Yeah, me too sometimes. The role of this function is to generate new Phis in the kernel and epilogs for each Phi that occurred in the original loop. This function also updates the mapping between old and new names, VRMap, and updates register names used in other instructions. The function generates the Phis for the kernel, and epilogs at the start. It needs to determine:

  • How many new Phis to generate based upon the schedule stages for the definition and uses.
  • Which stage contains the incoming values, and which block is holding the value for that stage
  • Rewrite previously scheduled uses, if needed

Determining the number of new Phis is straightforward, most of the time. There are some special cases when a Phi use is scheduled in an earlier cycle, but later stage, than the Phi loop definition. For example,

= a cycle 0, stage 1

a = phi(b, c) cycle 1, stage 0

c = cycle 2, stage 0

In this case, only 1 new Phi is needed. If the use of a is scheduled after the definition of c, but still in stage 1, then 2 Phis are needed.

Also, there are some special cases when generating the Phis in the epilog. This happens because the code computes the maximum number of Phis needed, but that value decreases as the number of epilogs generated increases.

Computing the block that contains the incoming values is most of the code in this function. Much of this code attempts to handle various related to Phis that refer to other Phis. For example,

a = phi(b, c)

c = phi(d, e)

= a

= c

e =

The number of dependent phis can be more than 2.

The calculation for the correct block depends on if we’re generating code for the kernel or epilog too. For example, in the kernel the second Phi operand always comes from the kernel, but in the epilog, the second Phi operand may come from the kernel, or a previous epilog block. The epilog block will never have a Phi that depends on a Phi from the same block (like the case shown above).
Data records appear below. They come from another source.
PR #2512, opened 2021-01-19
add benefits to site navigation

Dinnall:
### What's this PR do?

This pull request removes the `Scholarship` tab and adds the `Benefits` to the site navigation

I also bundled the relevant analytics events for the sub-navigation of the benefits tab 

🔎 
...

...

### Relevant tickets

References [Pivotal #176401113](https://www.pivotaltracker.com/n/projects/2401401/stories/176401113).

### Checklist

- [  x ] This PR has been added to the relevant Pivotal card.
- [  x ] Added screenshots of front-end changes on small, medium, and large screens.
- 
New Edition: 
Screen Shot 2021-01-19 at 4 23 22 PM

Mobile:
Screen Shot 2021-01-19 at 4 53 48 PM

### DIFF
--- a/resources/assets/components/SiteNavigation/SiteNavigation.js
+++ b/resources/assets/components/SiteNavigation/SiteNavigation.js
@@ -534,7 +534,7 @@ class SiteNavigation extends React.Component {
                             name: 'clicked_nav_link_benefits',
                             action: 'link_clicked',
                             category: EVENT_CATEGORIES.navigation,
-                            label: 'benefits_scholarships',
+                            label: 'benefits',
                           })
                         }
                       >
--- a/resources/assets/components/SiteNavigation/SiteNavigation.js
+++ b/resources/assets/components/SiteNavigation/SiteNavigation.js
@@ -585,7 +585,6 @@ class SiteNavigation extends React.Component {
                           </a>
                           <a
                             href="/us/about/volunteer-hours"
-                            className="block"
                             onClick={() => {
                               this.handleOnClickLink({
                                 name: 'clicked_subnav_link_benefits_volunteer',
--- a/resources/assets/components/SiteNavigation/SiteNavigation.js
+++ b/resources/assets/components/SiteNavigation/SiteNavigation.js
@@ -511,20 +511,133 @@ class SiteNavigation extends React.Component {
               ) : null}
             </li>
 
-            <li className="menu-nav__item">
-              <a
-                href="/us/about/easy-scholarships"
-                onClick={() =>
-                  this.handleOnClickLink({
-                    name: 'clicked_nav_link_scholarships',
-                    action: 'link_clicked',
-                    category: EVENT_CATEGORIES.navigation,
-                    label: 'scholarships',
-                  })
-                }
+            <li
+              className={classnames('menu-nav__item', {
+                'is-active': this.state.activeSubNav === 'BenefitsSubNav',
+              })}
+              onMouseEnter={() => this.handleMouseEnter('BenefitsSubNav')}
+              onMouseLeave={() => this.handleMouseLeave('BenefitsSubNav')}
+            >
+              <Media
+                queries={{
+                  large: '(min-width: 960px)',
+                }}
               >
-                Scholarships
-              </a>
+                {matches => (
+                  <>
+                    {matches.large ? (
+                      <a
+                        id="main-nav__benefits"
+                        href="/us/about/benefits"
+                        onClick={() =>
+                          this.handleOnClickLink({
+                            name: 'clicked_nav_link_benefits',
+                            action: 'link_clicked',
+                            category: EVENT_CATEGORIES.navigation,
+                            label: 'benefits',
+                          })
+                        }
+                      >
+                        Benefits
+                        <span className="main-nav__arrow" />
+                      </a>
+                    ) : (
+                      <a
+                        id="main-nav__benefits"
+                        href="/"
+                        onClick={e =>
+                          this.handleOnClickToggle(e, 'BenefitsSubNav', {
+                            name: 'clicked_nav_link_benefits',
+                            action: 'link_clicked',
+                            category: EVENT_CATEGORIES.navigation,
+                            label: 'benefits',
+                          })
+                        }
+                      >
+                        Benefits
+                        <span className="main-nav__arrow" />
+                      </a>
+                    )}
+                  </>
+                )}
+              </Media>
+
+              {this.state.activeSubNav === 'BenefitsSubNav' ? (
+                <div className="main-subnav menu-subnav">
+                  <div className="wrapper base-12-grid py-3 md:py-6">
+                    <section className="main-subnav__links-benefits menu-subnav__links menu-subnav__section">
+                      <h1>Benefits</h1>
+                      <ul>
+                        <li>
+                          <a
+                            href="/us/about/easy-scholarships"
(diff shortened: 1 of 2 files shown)


katiecrane:
I guess this really was a 2!! The only off thing that I'm noticing is where the text column is, it's all the way to the left and I think it should be positioned the same way the text is in the cause dropdown:

Jan-19-2021 15-59-01

Dinnall:
> I guess this really was a 2!! The only off thing that I'm noticing is where the text column is, it's all the way to the left and I think it should be positioned the same way the text is in the cause dropdown:
> 
> Jan-19-2021 15-59-01

lol 👀 didn't think anyone would review this today.

Regarding the position of the subtext, I didn't change it because that's how it appears in the abstract file 
@katiecrane

katiecrane:
haha @Dinnall it's because I'm on mountain time! to me it looks in the designs like the text is bumped in on the benefits menu too, unless maybe we're looking at different designs? 
image

weerd:
Just FYI, I'll aim to give this an 👁️ before my EOD (8pm est!)

weerd:
> Regarding the position of the subtext, I didn't change it because that's how it appears in the abstract file

I think the Abstract file is wrong then. You can see that the featured item lines up with a specified internal padding from the right, and in the cause menu it's the same amount on the left, pushing the links in. That's all intended and meant to align to the grid 😄 

Site Navigation

resources/assets/components/SiteNavigation/SiteNavigation.js
```diff
@@ -511,20 +511,132 @@ class SiteNavigation extends React.Component {
...
+                      </a>
+                    )}
+                  </>
+                )}
+              </Media>
+
+              {this.state.activeSubNav === 'BenefitsSubNav' ? (
+                <div className="main-subnav menu-subnav">
+                  <div className="wrapper base-12-grid py-3 md:py-6">
+                    <section className="main-subnav__links-benefits menu-subnav__links menu-subnav__section">
```
weerd, line 568: To make the menu align to the grid properly, you'll need to add an item to the SCSS file. This component wasn't built with Tailwind and uses an attached style file :) Here's the relevant section you can copy from how it's done for the Causes subnav links:

https://github.com/DoSomething/phoenix-next/blob/65d216212f526c5528d4c07f0fb4c20eb38625b0/resources/assets/components/SiteNavigation/site-navigation.scss#L209-L215

resources/assets/components/SiteNavigation/SiteNavigation.js
```diff
@@ -511,20 +511,132 @@ class SiteNavigation extends React.Component {
...
+                        <li>
+                          <a
+                            href="/us/about/easy-scholarships"
+                            onClick={() => {
+                              this.handleOnClickLink({
+                                name:
+                                  'clicked_subnav_link_benefits_scholarships',
+                                action: 'link_clicked',
+                                category: EVENT_CATEGORIES.navigation,
+                                label: 'benefits',
```
weerd, line 580: Maybe this was decided elsewhere, but if mimicking how it's done in the Causes submenu wouldn't the `label` be `benefits_scholarships`? Not 100% sure as this might have been discussed already!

In the simplest case, the stage with the incoming value is the difference between the schedule stage of the use and definition. The extra computation occurs when the Phi or loop definition is not scheduled in stage 0. Then, adjustments are made to find the stage and block with the correct value. If a Phi loop definition is scheduled in stage 1, then the first occurrence of the instruction appears in the kernel (for a 2 stage pipeline). This also means that a Phi is needed in the epilog for that value. When extended to schedules with multiple stages, it calculations get trickier. For example, in a 3 stage pipeline, a Phi loop definition is scheduled in stage 1 appears in the 2nd prolog, the kernel, and the 2nd epilog. If scheduled in stage 2, it appears in the kernel, 1st epilog and 2nd epilog. When rewriting the uses of that Phi, the calculation of the block with the correct value depends its schedule stage (and if the use appears before/after the Phi in the schedule).

Let me try to enumerate some more of the special cases in the code. You’re correct in that we just need to answer a fairly straightforward question about which stage and block contains the value we’re looking for.




Hi Brendon,

Thanks so much for this. The explanation really helped. Please do take a look at the new version of my refactor - I think it’s a load cleaner than before and now does handle all of the weird phi special cases. It’s great that the Hexagon lit tests contain so many of these!

PTAL. It’s not 100% ready, but if you like the direction I think this is something we can put in under a flag while we finish out the last few issues.